The prototype W501G machine at Lakeland Electric’s McIntosh Unit 5 power plant in Florida started operating in simple cycle mode in 1999. The machine underwent about a year and a half of testing and validation before entering commercial operation and conversion to combined cycle.
As a simple cycle plant, the W501G installation at Lakeland included a once-through steam generator to produce steam. The plant is now a one-on-one combined cycle plant and has accumulated around 2000 fired hours.
Testing of the W501G at the McIntosh plant was carried out under contract with Lakeland Electric. Over this period, the machine was fired for 2000 hours and underwent around 150 start-stop cycles. Testing included operating the unit on heated fuel gas, fuel oil, with steam power augmentation and in a cyclic, load following mode. The unit was assessed on its overall performance, efficiency, and environmental performance, while components exposed to dynamic loads were examined to validate life expectancy and determine fatigue.
“Out of these tests, and also some tests on later units, certain simplifications were implemented,” says Riedle. These, he says, included the elimination of the combustor bypass system and the simplification of the steam-cooled transitions. “This makes the machines more reliable,” adds Riedle.
“All W501Fs and W501Gs with a Dry Low NOx system used a so-called combustor bypass system which was used to change the air-fuel ratio during start up. Stability enhancements to the combustion process have resulted in the elimination of the bypass system in the 501F as well as the 501G.”
The W501G has steam cooled transitions, which take hot gases from the combustor to the turbines, and to bring the steam to this area is very challenging because conditions go from ambient temperature to close to 1000°C within less than a minute. Siemens has therefore simplified the design by reducing the number of steam feeder lines.
According to Riedle, other modifications have been made to the W501G to take into account changes in market conditions in North America. The W501G was originally designed to be the largest, most efficient baseload engine on the market. However, deregulation across some parts of the US – the largest 60 Hz market in the world – means that new demands are being placed on power plants. In particular, engines are now exposed to daily start-stop cycles .

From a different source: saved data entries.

PR #861, opened 2022-08-04
fix(BulkSelect): enable loading state when all entities selected

mkholjuraev:
This introduces a loading icon when all entities are selected using the bulk selector.

### DIFF
--- a/src/PresentationalComponents/TableView/TableView.test.js
+++ b/src/PresentationalComponents/TableView/TableView.test.js
@@ -95,7 +95,7 @@ describe('TableView', () => {
         const wrapper = shallow(<TableView {...testObj} />);
         const { bulkSelect: { items }}  = wrapper.find('PrimaryToolbar').props();
         items[2].onClick();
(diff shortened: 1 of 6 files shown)


AsToNlele:
Thank you for your PR!
I've found in some really rare occasions there are two labels visible, but it would show up randomly and very few times
image
Looks great otherwise!

mkholjuraev:
@AsToNlele great catch! Can you tell in what cases, does this occur?

AsToNlele:
I'm afraid its completely random, It happened to me on the first try and then after like 10 tries.

mkholjuraev:
@AsToNlele the issue is fixed

adonispuente:
The ' Select All’ option seems to be working perfectly fine, but the loading icon doesnt pop up when just clicking the empty square, even though clicking the empty square does the same action. I believe we should add this icon when clicking this button

mkholjuraev:
@adonispuente thanks for the suggestion. I have enabled the loader for that action as well. Please have a look.

adonispuente (approved):
great PR, LGTM!

PR #4845, opened 2022-03-27
remove `Tools` section from `zh-TW`

yin1999:
Part of #4822

Removed by running go script [here](https://github.com/mdn/translated-content/issues/4822#issuecomment-1079841949)

There is still an error on file `files\zh-tw\tools\firefox_os_1.1_simulator\index.html`, this seems cannot be found in `firefox-source-docs.mozilla.org`. Any suggestion ?


SphinxKnight:
Firefox OS doc should be deleted

yin1999:
> firefox_os_1.1_simulator

Done in 6226fbe

PR #4765, opened 2022-03-21
Fix #4762 (markdown detection) and normalize line endings 

SphinxKnight:
Fixes #4762
See https://github.com/mdn/content/pull/809 and https://github.com/mdn/content/pull/14123 for context from mdn/content.

Thanks @yin1999 for filing https://github.com/mdn/translated-content/issues/4762 and @sideshowbarker for fixing an itch of mine :)

N.B. If I understood https://github.com/github/linguist/blob/master/lib/linguist/documentation.yml correctly, the `docs` folder is rightly excluded from language stats.

PR #4923, opened 2022-03-31
Make GitHub count all files/** for the Languages statistics

caugner:
# Before

image

# After

image

See:
- https://github.com/mdn/content/pull/14123
- https://github.com/github/linguist/blob/323ec129c4a359f9c9430175bc391e0176aefb6a/docs/overrides.md

### DIFF
--- a/.gitattributes
+++ b/.gitattributes
@@ -1,0 +1,2 @@
+*	text=auto eol=lf
+files/**	linguist-detectable


cw118:
@caugner Thanks for the PR! However, I believe this is a duplicate of #4765

caugner:
Good catch @cw118!

I believe the difference is that this PR only adds `files/**` to the Languages statistics (and not `docs/**`), independently of their file type, which reveals JSON, Text and SVG, and #4765 adds all Markdown files (except the ones in the root folder) and converts the line-endings of some files.

But I will close this PR in favor of the existing one.

PR #4924, opened 2022-03-31
chore(git): ignore .DS_Store

caugner:
See:
- https://github.com/mdn/content/blob/107f88d6387ffa33f1efba84228e5dd0bddf88a0/.gitignore#L7
- https://en.wikipedia.org/wiki/.DS_Store


schalkneethling (approved):
🎉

“So we looked at what we could do to simplify daily starts and stops, and we modified the design specifically to address that issue,” comments Riedle. “We opened up some clearances so that quick shut down and immediate re-starting can be done without rubbing of compressor or turbine blades.”

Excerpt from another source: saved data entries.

PR #4950, opened 2022-04-02
Clarify meaning of `Strict` attribute of `SameSite` cookie policy

pierre42100:
It make more sense to explain `Strict` policy using `provenant de` rather than `vers`.

English original text:
```
Cookies will only be sent in a first-party context and not be sent along with requests initiated by third party websites.
```


cw118 (approved):
Merci @pierre42100 et félicitations pour cette première contribution !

Verification testing at the Lakeland site, and at the PG&E National Energy Group-owned Millennium power plant – the second site to enter commercial operation with a 501G – is now complete.

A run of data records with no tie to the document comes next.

Issue #4545, opened 2022-03-11
[ko] Duplicated mdn/content images/assets files should be removed from the tree


SphinxKnight:
Since https://github.com/mdn/yari/pull/5215 has been merged, there is no apparent reason to have duplicated files from mdn/content in mdn/translated-content. After fiddling [a small script](https://gist.github.com/SphinxKnight/60d766b8d6cd970b42eaf967b8dac3ff) (adapted for ko), I was able to identify the following files under the tree which are identical and should be removed.

- `translated-content/files/ko/web/html/element/img/favicon72.png`
- `translated-content/files/ko/web/html/element/img/clock-demo-400px.png`
- `translated-content/files/ko/web/html/element/img/favicon144.png`
- `translated-content/files/ko/web/media/formats/audio_concepts/human-hearing-range.svg`
- `translated-content/files/ko/web/media/formats/audio_concepts/audio-waveform.svg`
- `translated-content/files/ko/web/media/formats/audio_concepts/audio-waveform-samples1.svg`
- `translated-content/files/ko/web/api/web_audio_api/audio-context_.png`
- `translated-content/files/ko/web/api/web_audio_api/advanced_techniques/sequencer.png`
- `translated-content/files/ko/web/api/web_audio_api/using_iir_filters/iir-filter-demo.png`
- `translated-content/files/ko/web/api/web_audio_api/visualizations_with_web_audio_api/wave.png`
- `translated-content/files/ko/web/api/web_audio_api/visualizations_with_web_audio_api/bar-graph.png`
- `translated-content/files/ko/web/api/web_audio_api/controlling_multiple_parameters_with_constantsourcenode/customsourcenode-as-splitter.svg`
- `translated-content/files/ko/web/api/web_audio_api/web_audio_spatialization_basics/web-audio-spatialization.png`
- `translated-content/files/ko/web/api/analysernode/fttaudiodata_en.svg`
- `translated-content/files/ko/web/api/element/getboundingclientrect/element-box-diagram.png`
- `translated-content/files/ko/web/web_components/using_shadow_dom/dom-screenshot.png`
- `translated-content/files/ko/web/web_components/using_shadow_dom/shadowdom.svg`
- `translated-content/files/ko/learn/css/first_steps/what_is_css/html-example.png`
- `translated-content/files/ko/learn/tools_and_testing/client-side_javascript_frameworks/react_todo_list_beginning/unstyled-app.png`
[...]

PR #5031, opened 2022-04-08
deleted duplicated mdn/content images/assets #4545

yechoi42:
#4545 에서 명기된 파일을 모두 삭제하였습니다


cw118:
Hi there, just a quick but important note that these files should stay until mdn/yari#5652 is fixed, otherwise Korean live samples will be broken (cf. French pages which have this problem :/). 

The assets fix had worked locally in dev but does not currently work in prod, so please don't merge this before the yari issue is resolved.

cw118:
> @cw118 Would it be okay to merge now?

Hello, as far as I know the issue is unfortunately still not resolved, so if this is merged then Korean live samples that use images from mdn/content will not work (cf. [the fr CSS filter page](https://developer.mozilla.org/fr/docs/Web/CSS/filter#blur) for examples).

hochan222:
Thank you for your reply. It's been quite some time for PR, so I asked once. 

Have a nice day :)

yin1999:
Hi @hochan222, we can go ahead now. The platform issue has been fixed by mdn/yari#7917. We can now safely remove duplicated images/assets. Please merge main branch and check the related content changes :)

hochan222 (approved):
LGTM :)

Siemens is already planning and working on the future development of the W501G and its gas turbine family. Initially, the company will look to increase the output of the W501G by increasing mass flow and improving aerodynamics, and also improving heat rate by optimizing the cooling system.
Siemens is also working on further developing its high efficiency gas turbines, which will include the combined technologies of the Siemens and the Westinghouse gas turbine product designs. This new family, says Riedle, will be configured for both 50 and 60 Hz markets, and will achieve the 60 per cent combined cycle efficiency levels.